Exercise data START

PR #2572, opened 2026-08-01
Use Javalin SPA root config to enable use of HTML5 History

### LINKED ISSUE #877: Bug with 404 returns on frontend routing due to the backend thinking they are endpoints
The backend checks if any route is a backend endpoint before giving it to the frontend, this was found as a bug following #856 when HTML5 History was swapped to. This needs to be fixed by defining each Vue component as per Javalin's guide found [here](https://web.archive.org/web/20220124203740/https://javalin.io/tutorials/simple-frontends-with-javalin-and-vue).

Gold856:
## Description

**What changed?**

Javalin supports SPAs like photon-client, and maps certain endpoints to an HTML page (and the router takes care of the rest).

**Why?**

This makes the URLs cleaner by removing the intermediate hash.

## Testing

Tested using #2566 to fix ICEs with MSVC.

Old:
https://github.com/user-attachments/assets/37f6df59-8fe8-45ef-94ce-a132cfa5fce2

New:
https://github.com/user-attachments/assets/05e539e0-47d8-4789-ad2f-042316bc845c

I'll note that some of the behavior has changed, like the recursive 404 page you see if docs are missing. All 404s now route to the same page, which might be undesirable in some cases, but really it only matters if you're missing the docs.

Also not shown was the behavior of using older hash-based URLs. Those are just ignored and the router just appends the hash to the end of the URL.

## Related Issues

Closes #877.

---

## AI Disclosure

---

## Merge Checklist

### DIFF
--- a/photon-server/src/main/java/org/photonvision/server/Server.java
+++ b/photon-server/src/main/java/org/photonvision/server/Server.java
@@ -62,6 +62,7 @@ public class Server {
                         javalinConfig -> {
                             javalinConfig.showJavalinBanner = false;
                             javalinConfig.staticFiles.add("web");
+                            javalinConfig.spaRoot.addFile("/", "web/index.html");
                             javalinConfig.registerPlugin(new CorsPlugin(cors -> cors.addRule(CorsRule::anyHost)));
                             javalinConfig.requestLogger.http(
                                     (ctx, ms) -> {
--- a/docs/source/docs/advanced-installation/sw_install/romi.md
+++ b/docs/source/docs/advanced-installation/sw_install/romi.md
@@ -39,5 +39,5 @@ In order for settings, logs, etc. to be saved / take effect, ensure that PhotonV
 :::
 
 :::{attention}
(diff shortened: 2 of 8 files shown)


photon-server/src/main/java/org/photonvision/server/Server.java
```diff
@@ -62,6 +62,12 @@ private static void start(int port) {
                         javalinConfig -> {
                             javalinConfig.showJavalinBanner = false;
                             javalinConfig.staticFiles.add("web");
+                            javalinConfig.spaRoot.addFile("/", "web/index.html");
```
mcm001, line 65: I don't love that I now need to remember to update this when the frontend changes. How do other people deal with this?

Gold856: https://javalin.io/documentation#sparootconfig would seem to indicate that I actually only need the root path, but multiple SPAs can be added by adding different endpoints that map to different files. Deleting the other endpoints works flawlessly, either by navigating to other tabs, or entering the URL directly into the address bar.

PR #2344, opened 2026-01-31
Uncertainty jni

mcm001:
## Description

image

Plumbs in our new C++ uncertainty estimation algorithm described in https://mrcal.secretsauce.net/uncertainty.html to our frontend. This can be re-calculated from existing calibration data on demand. Running this on my desktop takes ~1 second, curious to see benchmarks on other platforms.

We now keep around two sets of camera->object transforms in our serialized config. There's no good way around this -- using mrcal's output increases mean pixel error for users so they're confused and that's not worth it

- observations[i].optimisedCameraToObject -- calculated by SolvePNP after optimization. Same as always
- optimizationInputs -- the raw state vector from Mrcal. We must use exactly this when calculating uncertainty

Goes with https://github.com/PhotonVision/mrcal-java/pull/20

## Meta

Merge checklist:
- [ ] Pull Request title is [short, imperative summary](https://cbea.ms/git-commit/) of proposed changes
- [ ] The description documents the _what_ and _why_, including events that led to this PR
- [ ] If this PR changes behavior or adds a feature, user documentation is updated
- [ ] If this PR touches photon-serde, all messages have been regenerated and hashes have not changed unexpectedly
- [ ] If this PR touches configuration, this is backwards compatible with all settings going back to the previous seasons's last release (seasons end after champs ends)
- [ ] If this PR touches pipeline settings or anything related to data exchange, the frontend typing is updated
- [ ] If this PR addresses a bug, a regression test for it is added

PR #2574, opened 2026-08-02
Fix used corners being returned from mrcal and persist corner ids

thatcomputerguy0101:
## Description

**What changed?**

This updates to a fixed version of mrcal-java that returns a list of corners used corresponding to the same subset of corners it was provided. Additionally, this persists the corner ids so that further processing of the board knows which subset of corners it is working with, and updates one of the test calibrations with the ids. The storage space could probably be optimized slightly by dropping the list of ids if all corners are detected, but that gets slightly complicated if the ids are unsorted so it wasn't implemented yet.

**Why?**

#2344 depends on the stored calibration point information being accurate. It wasn't before.

## Testing

## Related Issues

Blocked on photonvision/mrcal-java#31.

## AI Disclosure

---

## Merge Checklist


photon-core/src/main/java/org/photonvision/vision/pipe/impl/Calibrate3dPipe.java
```diff
@@ -221,27 +221,32 @@ protected CameraCalibrationCoefficients calibrateMrcal(
             List<FindBoardCornersPipe.FindBoardCornersPipeResult> observationCorners,
             FrameStaticProperties imageProps,
             Path imageSavePath) {
-        Iterator<MrCalObservation> observationData =
-                observationCorners.stream()
-                        .map(
-                                it -> {
-                                    var corners = it.imagePoints.toArray();
+        List<MrCalObservation> observationData =
+                new AbstractList<MrCalJNI.MrCalObservation>() {
```
mcm001: Nit: what's driving us to use a custom AbstractList here? I dont believe this pattern is anywhere else in our code, so it feels out of place.

mcm001: Unless we can demonstrate that extra allocations are problematic from a memory or performance perspective, would you mind switching this to a List we allocate up front?

mcm001 (dismissed):
Otherwise lgtm

photon-core/src/main/java/org/photonvision/vision/pipe/impl/Calibrate3dPipe.java
thatcomputerguy0101: Technically, the memory needed to store observations is already double allocated, since there is a cvmat copy and a mrcal copy. AbstractList keeps it from being triple allocated. It is actually quite similar to the iterator approach except it bundles the size and allows repeated element access. Switching to another type of list like ArrayList would still be functional though.

thatcomputerguy0101 (commented):
Part of why the old implementation seemed to work is that OpenCV outputs sorted corners, so most partial detections were probably being marked as outliers.

photon-core/src/main/java/org/photonvision/vision/pipe/impl/FindBoardCornersPipe.java
```diff
@@ -350,6 +350,13 @@ private FindBoardCornersPipeResult findBoardCorners(Pair<Mat, Mat> in) {
                 // Decimation was not used
                 level = 0.0f;
 
+                if (ids.rows() == params.boardWidth * params.boardHeight) {
+                    // OpenCV detector always outputs corners sorted by ID, so it is safe to not sort the
```
mcm001: Sorts are generally very cheap anyways

thatcomputerguy0101: This now has an extra-cheap sort implementation that takes advantage of the ids being a continuous range.

photon-core/src/main/java/org/photonvision/vision/pipe/impl/FindBoardCornersPipe.java
```diff
@@ -350,6 +351,39 @@ private FindBoardCornersPipeResult findBoardCorners(Pair<Mat, Mat> in) {
                 // Decimation was not used
                 level = 0.0f;
 
+                if (ids.rows() == params.boardWidth * params.boardHeight) {
```
mcm001, line 354: new sorting algorithm here, but I don't think any of our unit tests make assertions directly against findBoardCorners -- we just do it in a roundabout way that the calibration parameters are vaguely correct. If this code is no longer just plumbing lists out of opencv, let's add some sort of tests?

thatcomputerguy0101: Fair enough. I was considering writing tests, but decided not to at the time since isolating the sorting algorithm was a little hard. I'll give it another try though.

mcm001 (approved):

PR #328, opened 2016-04-13
Reduce arrow size

gagern:
I misread the arrow-drawing code in Render2D, leading to twice the intended arrow size. Found by @kranich in https://github.com/CindyJS/CindyJS/pull/326#issuecomment-209522413.

### DIFF
--- a/src/js/Events.js
+++ b/src/js/Events.js
@@ -295,14 +295,14 @@ function updateCindy() {
         csctx.beginPath();
         csctx.moveTo(0, -m.ty);
         csctx.lineTo(csw - 6, -m.ty);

Exercise data END

# Problem statement:
Work out how many lines of the data above hold the word "MrCalObservation", and write only the count.

# The completed task:
3